Not too long ago, I watched an interview with Pharrell Williams where he made statements regarding featured artists on songs and how they’re presented in this day and age. More specifically, his gripe was with the fact that featured guests today must be clearly labelled along side the song title they appear on (speaking specifically about album tracklists), whereas in the 70’s & 80’s, for example, you had to read the credits in the sleeve of the record to discover who else was a part of the song. This lead me to thinking about the significance of the featured guest, and how the role has developed and changed from the time that Pharrell was referring to.
Across all genres of music, collaborations between different artists have been common for decades, but there was a change in the dynamic of the featured guest during the 90’s, around the same time Hip Hop was developing into a super power. This was when it first became popular to list the featured artist(s) on a particular record, alongside the title of the song, something that caught on quickly throughout Hip Hop and eventually other genres.

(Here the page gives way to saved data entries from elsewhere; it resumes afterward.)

PR #317, opened 2025-10-23
feat: Add initialize() to MessageBridge (#315)

### LINKED ISSUE #315: Add initializer to MessageBridge
The MessageBridge is intended to be a native contract on Neo X. Since the genesis is immutable, the MessageBridge will use one of the remaining Stub Proxies. For this - different than with the BridgeContract and the ManagementContract - the initial slot allocation will not be done by setting the slot values in the genesis file but rather through UUPS initialization.

OT-rebel:
Closes #315


contracts/messageBridge/MessageBridge.sol
```diff
@@ -12,16 +12,47 @@ import {ReentrancyGuardUpgradeable} from "@openzeppelin/contracts-upgradeable/ut
...
 
+    function initialize(
+        address _management,
+        uint256 _fee,
+        uint256 _maxMessageSize,
+        uint256 _maxNrMessages,
+        uint256 _executionWindowSeconds
+    )
+        public
+        initializer
```
mialbu: critical: This MUST have the `onlyAdmin` modifier. That's also the reason why we still need the `TestMessageBridge` contract. Please:
- Add the `onlyAdmin` modifier to this initialize function
- Make it virtual (for enabling implementing the next point)
- Add the `TestMessageBridge` again - overriding this `initialize` function without using the onlyAdmin modifier - in order for us to be able to actually initializing it when testing.

mialbu (changes requested):

contracts/messageBridge/MessageBridge.sol
OT-rebel: yeah, good point. I totally missed that. 

however, we only really need the TestMessageBridge for the devnet since in tests we can vm.prank the `GOV_ADMIN`

contracts/messageBridge/MessageBridge.sol
```diff
@@ -12,16 +12,61 @@ import {ReentrancyGuardUpgradeable} from "@openzeppelin/contracts-upgradeable/ut
...
+    function initialize(
+        address _management,
+        uint256 _fee,
+        uint256 _maxMessageSize,
+        uint256 _maxNrMessages,
+        uint256 _executionWindowSeconds
+    )
+        public
+        virtual
+        onlyAdmin
```
mialbu, line 34: chore: Add the `initializer` modifier here (and on the TestMessageBridge's initialize function) and use `onlyInitializing` in the internal `__initialize` function.

contracts/messageBridge/MessageBridge.sol
```diff
@@ -12,16 +12,61 @@ import {ReentrancyGuardUpgradeable} from "@openzeppelin/contracts-upgradeable/ut
...
     }
 
+    function initialize(
+        address _management,
+        uint256 _fee,
+        uint256 _maxMessageSize,
+        uint256 _maxNrMessages,
+        uint256 _executionWindowSeconds
+    )
+        public
```
mialbu: chore: afaik, external should be sufficient. Is there a specific reason you marked it public? If not, please use external.

mialbu (changes requested):

mialbu (approved):
👍

PR #323, opened 2025-11-05
feat: Add script to fund native and token bridges

OT-rebel:
To be used in DevNet

### DIFF
--- a/scripts/fundAllBridges.ts
+++ b/scripts/fundAllBridges.ts
@@ -4,7 +4,8 @@ import {getDeployer, getOwner} from './utils/wallet';
 import { fundAddress } from "./utils/funding";
 
 async function sendETHToBridge() {
-    // Only the owner wallet can send ETH to the bridge because it holds the FUNDER role
+    // Only the account that has the FUNDER role in the bridge can send ETH to it
+    // This function expects the owner to have the FUNDER role (this script is only intended to be used in test envs).
     const owner = getOwner(ethers.provider);
     console.log(`Using owner wallet: ${owner.address}`);
 
--- a/scripts/fundAllBridges.ts
+++ b/scripts/fundAllBridges.ts
@@ -4,7 +4,7 @@ import {getDeployer, getOwner} from './utils/wallet';
 import { fundAddress } from "./utils/funding";
 
 async function sendETHToBridge() {
-    // Get the owner wallet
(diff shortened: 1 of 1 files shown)


scripts/fundAllBridges.ts
```diff
@@ -0,0 +1,72 @@
+import { ethers } from "hardhat";
+import { getBridgeFromEnv } from "./utils/addresses";
+import {getDeployer, getOwner} from './utils/wallet';
+import { fundAddress } from "./utils/funding";
+
+async function sendETHToBridge() {
+    // Get the owner wallet
```
mialbu: chore: please add a comment that only the `funder` role assignee can send ETH to the bridge and that for this script here the owner is assumed to have that role.

scripts/fundAllBridges.ts
```diff
@@ -0,0 +1,72 @@
...
+    const owner = getOwner(ethers.provider);
+    console.log(`Using owner wallet: ${owner.address}`);
+
+    // Get the bridge contract from environment variable
+    const bridge = await getBridgeFromEnv(ethers.provider);
+    const bridgeAddress = await bridge.getAddress();
+    console.log(`Bridge contract address: ${bridgeAddress}`);
+
+    // Amount to send (can be customized via env variable or hardcoded)
+    const amount = process.env.ETH_AMOUNT ? ethers.parseEther(process.env.ETH_AMOUNT) : ethers.parseEther("0.01");
```
mialbu: suggestion: use a number > 1 ETH, e.g., 10 ETH as default as with 0.01 we can't do much anyway.

scripts/fundAllBridges.ts
```diff
@@ -0,0 +1,72 @@
...
+
+    // Get the amount from environment variable
+    const tokenAmount = process.env.TOKEN_AMOUNT;
+    if (!tokenAmount) {
+        throw new Error("TOKEN_AMOUNT environment variable is required for ERC20 transfer");
+    }
+
+    // Get the deployer wallet
+    const deployer = getDeployer(ethers.provider);
+    console.log(`Using owner wallet: ${deployer.address}`);
```
mialbu: fix: there's a mismatch between the log and what wallet is actually read. Stick to either one, deployer or owner.

mialbu (changes requested):

mialbu (approved):

mialbu (approved):

PR #325, opened 2025-11-11
Separate AMB Unpause Scripts and Add Pause Scripts

mialbu:


scripts/utils/pausingHelper.ts
```diff
@@ -0,0 +1,143 @@
...
+      console.log(`No action needed; ${operationName} is already unpaused.`);
+      return {
+        operation: `${operationName} Unpause`,
+        success: true,
+        actionRedundant: true,
+      };
+    } else {
+      console.log(`${operationName} is not paused, proceeding to pause.`);
+    }
+  }
```
OT-rebel: Can be reduced to something like:

```suggestion
  const shouldPause = pausingAction === "pause"
  const isCurrentlyPaused = await isPaused();
  
  const pauseName = shouldPause ? "Pause" : "Unpause";
  const isInDesiredState = shouldPause ? isCurrentlyPaused : !isCurrentlyPaused
  
  if (isInDesiredState) {
    console.log(`${operationName} is already ${pausedAction}d.`);
    return {
      operation: `${operationName} ${pauseName}`,
      success: true,
      actionRedundant: true,
    };
  }
```

mialbu: done in https://github.com/bane-labs/bridge-evm-contracts/pull/325/commits/1ba03529400cc8d83da8b2927ce308333e16e98c

OT-rebel (approved):

PR #336, opened 2026-03-19
[TokenBridge] Return nonce in withdrawal functions

### LINKED ISSUE #335: [TokenBridge] Withdraw functions should return nonce
### Problem

When interacting with the token bridge via other contracts, the nonce from a withdrawal can be important.

Currently, in order to get the nonce of a withdrawal, the bridge contract's withdraw* function needs to be called, and then the contract needs to fetch the current nonce in order to work with the nonce of that withdrawal.

### Solution

Make the withdraw* functions return the nonce similar to how the MessageBridge handles this. This applies to both native and token bridges.

### Reference

https://github.com/bane-labs/bridge-evm-contracts/blob/a70b698be02bda605b2ba1df02248b99574f85b8/contracts/interfaces/INativeBridge.sol#L51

The role of the featured artist can take many forms, depending on the circumstances in relation to who the song’s artist(s) is/are and who the featured artist(s) is/are. For example, if you have a well-established artist who makes a song featuring a new, up and coming artist, the aforementioned new artist is brought to the attention of the established artist’s fan base. This can be a vital step toward increasing the new artist’s own following, allowing them to progress further. An example of how effective this can be was shown in the relationship and resulting success of Dr. Dre & Snoop Dogg, with Dre introducing a 20 year old Snoop Dogg to the world stage on various tracks from his solo debut ‘The Chronic’. Dr. Dre then went on to produce all tracks on Snoop Dogg’s debut album the following year, which catapulted Snoop into stardom.

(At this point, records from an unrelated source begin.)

PR #172, opened 2023-07-07
Editor setting improvements

PaulFreund:
- [x] Make sure Git always checks in and out with LF line endings
- [x] Changed editorconfig and VSCode settings to always generate final newline
- [x] Improve tasks and debugger config in VSCode


PaulFreund:
Would be really nice if someone could test Load/Run on Linux. I had to make a hack for windows and tried to not duplicate the customLaunchSetupCommands I graciously got from litui with minimally different contents.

This can be equally as affective the other way round – now making the established artist a featured guest on a new artist’s song – with fans of the established artist interested to see who they have collaborated with and why. Another method of using featured artists is having a song from an established artist, with multiple other established artists (e.g. T.I. – Swagger Like Us [Ft. Kanye West, Jay-Z & Lil’ Wayne], 2008). Due to the huge following that each person on the song has, just seeing the track title and features will create a massive buzz for each set of fans. Similarly, a new artist can create the same excitement if they have a song that features other new artists emerging at the same time, a good example being A$AP Rocky’s 2013 track ‘1 Train’, which features; Kendrick Lamar, Joey Bada$$, Yelawolf, Danny Brown, Action Bronson & Big K.R.I.T.

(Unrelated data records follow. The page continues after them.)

PR #174, opened 2023-07-08
midi: allow bigger sysex messages to be sent, such as the OLED image

bfredl:
Some simplifications were made to the driver code by Rohan under the
assumption we were only going to queue up to 32 usb-midi messages
for a device per "tick" of the main routine.
These had to be reconsidered, like there is now again a callback from the usb driver
interrupt back to midi_engine to check for more data to send.

It doesn't seem to be possible to increase the amount of data sent in
each call to the driver more than 32 messages (or 128 bytes).
Instead, implement a ring buffer for midi data waiting to be sent over USB.
When we get an interrupt for usbSendComplete, we can check the ring
buffer again and restart the low-level send until the ring buffer is
empty.

Implement a sysex request for sending the contents of the OLED display
as a sysex reply message. This needs more work before being
generally useful as an external display (not to mention client code for multiple platforms)
, but serves as a test case for larger sysex messages. This also tangents #121 , an unified build
would eventually allow developers with a 7SEG display to test how their code
would look on a virtual OLED display.


bfredl:
I have tested these for
- [x] serial midi
- [x] deluge acting as a USB device
- [ ] deluge acting as USB host

I will try to find a way to test the last one before marking this as ready

jamiefaye:
Looking forward to this one going in.

bfredl:
Update: sending as a host to devices now works for most devices. a buffer limit of 64 bytes seems common, so lets use that for devices. some devices have even lower limits tho, like my MIDIMATE II serial MIDI to USB converter which only accepts sending one (1) midi packet at a time. (We could try to figure this out from the configuration data, I tried with the `bMAXPacketSize` field but it doesn't seem to be the right one).

src/deluge/io/midi/midi_device_manager.cpp
```diff
@@ -530,17 +531,60 @@ void readAHostedDeviceFromFile() {
 
 void ConnectedUSBMIDIDevice::bufferMessage(uint32_t fullMessage) {
 	// If buffer already full, flush it
-	if (numMessagesQueued >= MIDI_SEND_BUFFER_LEN) {
-		midiEngine
-		    .flushUSBMIDIOutput(); // TODO: this is actually far from perfect - what if already sending - and if we want to wait/check for that, we should be calling the routine.
-		                           // And ideally, we'd be able to flush for just one device.
-		numMessagesQueued = 0;
+	// if (numMessagesQueued >= MIDI_SEND_BUFFER_LEN) {
```
m-m-adams, line 534: Remove instead of commenting out

src/deluge/io/midi/midi_device_manager.cpp
```diff
@@ -530,17 +531,60 @@ void readAHostedDeviceFromFile() {
...
+	// 	midiEngine
+	// 	    .flushUSBMIDIOutput(); // TODO: this is actually far from perfect - what if already sending - and if we want to wait/check for that, we should be calling the routine.
+	// 	                           // And ideally, we'd be able to flush for just one device.
+	// 	numMessagesQueued = 0;
+	// }
+	//
+	int queued = ringBufWriteIdx - ringBufReadIdx;
+	// if (queued > some_smaller_number) {
+	//   if (notAlreadySending) {
+	//     startTheSend();
```
m-m-adams, line 544: Can you add a comment on where the sends is actually called?

src/deluge/io/midi/midi_device.h
```diff
@@ -155,11 +163,10 @@ class MIDIDeviceUSBHosted final : public MIDIDeviceUSB {
 
 class MIDIDeviceUSBUpstream final : public MIDIDeviceUSB {
 public:
-	MIDIDeviceUSBUpstream(uint8_t portNum = 0) { portNumber = portNum; }
+	MIDIDeviceUSBUpstream(uint8_t portNum = 0) : MIDIDeviceUSB(portNum) {}
```
m-m-adams, line 166: Is the portnum still necessary after giving it a default value in the mididevice USB class?

src/deluge/io/midi/midi_device_manager.cpp
```diff
@@ -530,17 +531,60 @@ void readAHostedDeviceFromFile() {
...
 	anythingInUSBOutputBuffer = true;
 }
 
+bool ConnectedUSBMIDIDevice::hasRingBuffered() {
+	// must me the same unsigned type as ringBufWriteIdx/ringBufReadIdx
+	uint32_t queued = ringBufWriteIdx - ringBufReadIdx;
+	return queued > 0;
+}
+
+bool ConnectedUSBMIDIDevice::consumeBytes() {
```
m-m-adams, line 564: Can you add an explanatory comment on what this functions purpose is and when it should be called?

src/deluge/io/midi/midi_device_manager.h
```diff
@@ -30,10 +30,14 @@ struct MIDIDeviceUSB;
 #endif
 
 // size in 32-bit messages
-// TODO: increasing this even more doesn't work. For now this gives
-// maximum SysEx send size of 96 bytes including start/end bytes
-// (3 payload bytes per USB-MIDI message)
-#define MIDI_SEND_BUFFER_LEN 32
+// NOTE: increasing this even more doesn't work.
+// Looks like a hardware limitation (maybe we more in FS mode)?
```
m-m-adams, line 34: What happens?

src/deluge/io/midi/midi_engine.cpp
```diff
@@ -82,8 +82,24 @@ void usbSendComplete(int ip) {
 	bool inHostMode = (g_usb_usbmode == USB_HOST);
 
 	// If in host mode, see if we want to send to another device
+	// NB: this only gets called in host mode anyway, refactor!
 	if (inHostMode) {
 
+		// check if there was more to send on the same device
+		bool has_more = connectedDevice->consumeBytes();
+		if (has_more) {
```
m-m-adams, line 90: Should this modify flushUSBMidiToHostedDevice instead of being added inline?

src/deluge/io/midi/midi_engine.cpp
```diff
@@ -82,8 +82,24 @@ void usbSendComplete(int ip) {
...
+			// TODO: do some cooperative scheduling here. so if there is a flood of data
+			// on connected device 1 and we just want to send a few notes on device 2,
+			// make sure device 2 ges a fair shot now and then
+
+			g_usb_midi_send_utr[USB_CFG_USE_USBIP].tranlen = connectedDevice->numBytesSendingNow;
+			g_usb_midi_send_utr[USB_CFG_USE_USBIP].p_tranadr = connectedDevice->dataSendingNow;
+			int pipeNumber = g_usb_hmidi_tmp_ep_tbl[USB_CFG_USE_USBIP][midiDeviceNum][0];
+			usb_send_start_rohan(&g_usb_midi_send_utr[USB_CFG_USE_USBIP], pipeNumber, connectedDevice->dataSendingNow,
+			                     connectedDevice->numBytesSendingNow);
+			return;
```
m-m-adams, line 100: How does this interact with the previous code to flush all devices? Is that now unreachable?

src/deluge/io/midi/midi_device.cpp
```diff
@@ -349,6 +353,51 @@ void MIDIDeviceUSB::sendMessage(uint8_t statusType, uint8_t channel, uint8_t dat
...
+	if (len < 3 || data[0] != 0xf0 || data[len - 1] != 0xf7) {
+		return;
+	}
+
+	int ip = 0;
+	ConnectedUSBMIDIDevice* connectedDevice = NULL;
+
+	for (int d = 0; d < MAX_NUM_USB_MIDI_DEVICES; d++) {
+		if (connectionFlags & (1 << d)) {
+			connectedDevice = &connectedUSBMIDIDevices[ip][d];
```
m-m-adams, line 366: I don't believe this works properly, won't it just send to the first connected device? Since each ConnectedUsbMidiDevice holds an array of 4 USBMidiDevices it should check that the current device is actually held by the connecteddevice it finds

m-m-adams (changes requested):
I've added some comments where I think this could be improved a bit. 

The only big issue is that the current behaviour of send all messages to all devices doesn't work well for sysex since it's much more data and sysex parsing bugs are very common (especially with older gear). In peripheral mode that's fixable by enabling the third upstream port (already in the config), in host mode it would need some extra code to check that the device being sent to is the one requesting data

bfredl:
> The only big issue is that the current behaviour of send all messages to all devices doesn't work well for sysex since it's much more data and sysex parsing bugs are very common (especially with older gear). In peripheral mode that's fixable by enabling the third upstream port (already in the config), in host mode it would need some extra code to check that the device being sent to is the one requesting data

This is already what this branch implements. Sysex replies are being sent to the specific device that sent a request. not sure what makes it seem like otherwise. 

I agree the thrird port should be added at this point, but differentiation between virtual ports is already implemented (request the oled data on virtual midi out 2; get a reply on virtual midi in 2).

src/deluge/io/midi/midi_device_manager.h
bfredl: I've just been reading the the usb midi spec and we might be able to use the maximum buffer size specified by a downstream device instead of this guesswork.

src/deluge/io/midi/midi_engine.cpp
bfredl: it still works with the caveat mentioned in the comment above. I might restructure this function to make it clearer as it is now explicit that this function is only used for host mode.

src/deluge/io/midi/midi_device.cpp
bfredl: This follows the existing logic in sendMessage and it does seem to work. `connectionFlags` is private to the inner USBMIDIDevice and should only have a flag set for the specific connected device. It's a bit weird way of structuring things tho.

What I think we don't support at all is virtual port/cable differentiation for a specific connected device. That would be an important follow-up refactor.

src/deluge/io/midi/midi_engine.cpp
bfredl: yes, I will do so

bfredl:
Thanks for the review. I tried to make the naming of new stuff more consistent and added a bit more comments.

bfredl:
> My assumption was based on the original firmware behaviour on flush to send the buffered midi to all devices .

what happened is that all devices gets flushed at the same time even though one device's buffer was full. I'd like to untangle that _temporal_ mix-up at some point as well. But there was still a dedicated buffer for each physical device so it was always possible to send messages to a specific device (even though with note/cc data they often contained exactly the same contents).

bfredl:
Added the third port dedicated for sysex data (it never sends channel/MPE data).

src/deluge/hid/hid_sysex.cpp
```diff
@@ -0,0 +1,49 @@
...
+
+void HIDSysex::sendOLEDData(MIDIDevice* device, bool rle) {
+	// TODO: in the long run, this should not depend on having a physical OLED screen
+#if HAVE_OLED
+	const int block_size = 768;
+	const int packed_block_size = 878;
+
+	rle = false; // not yet implemented
+
+	uint8_t reply_hdr[5] = {0xf0, 0x7e, 0x02, 0x40, rle ? 0x02 : 0x01};
```
dctucker, line 37: If I'm reading [this](https://www.midi.org/specifications-old/item/table-4-universal-system-exclusive-messages) correctly, the message being sent is "Universal Non-realtime sample data packet".

Should this be changed to use `0x7d` as the second byte, or is there a specific reason this message type was chosen?

bfredl: no you are right, it is supposed to be `0x7d`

Across other genres, specifically electronic music, the trend of publicising featured guests has also developed. Whereas in the past the identity of a vocal guest weren’t as easily accessible or even publicly noted, today it seems to be a key promotional tool in order to expand your following. There are many vocalists who have been featured on electronic producers songs and used it as a platform to propel their own careers, a significant example is Craig David, who appeared on two tracks from Artful Dodger’s album ‘All About The Stragglers’ in 2000, before releasing his very successful debut album the same year, which debuted at number one, and contained two number one singles. A more recent, and similarly successful example is Sam Smith, who rose to fame off the back of his vocal performance on Disclosure’s ‘Latch’ and was subsequently also featured on Naughty Boy’s ‘La La La’, which went to number one in 2013. Smith then released his popular debut album in 2014, which spawned two number one singles, as well as taking the number one album spot. This proven formula is likely to be upheld and found across many genres in the future.
Whether it’s a reputable artist giving a new artist the opportunity to shine, or a new artist performing the vocals on a producer’s song, the importance of the featured artist should not be understated and therefore should remain at the forefront of listener’s thoughts, despite the calls of discontent from Pharrell.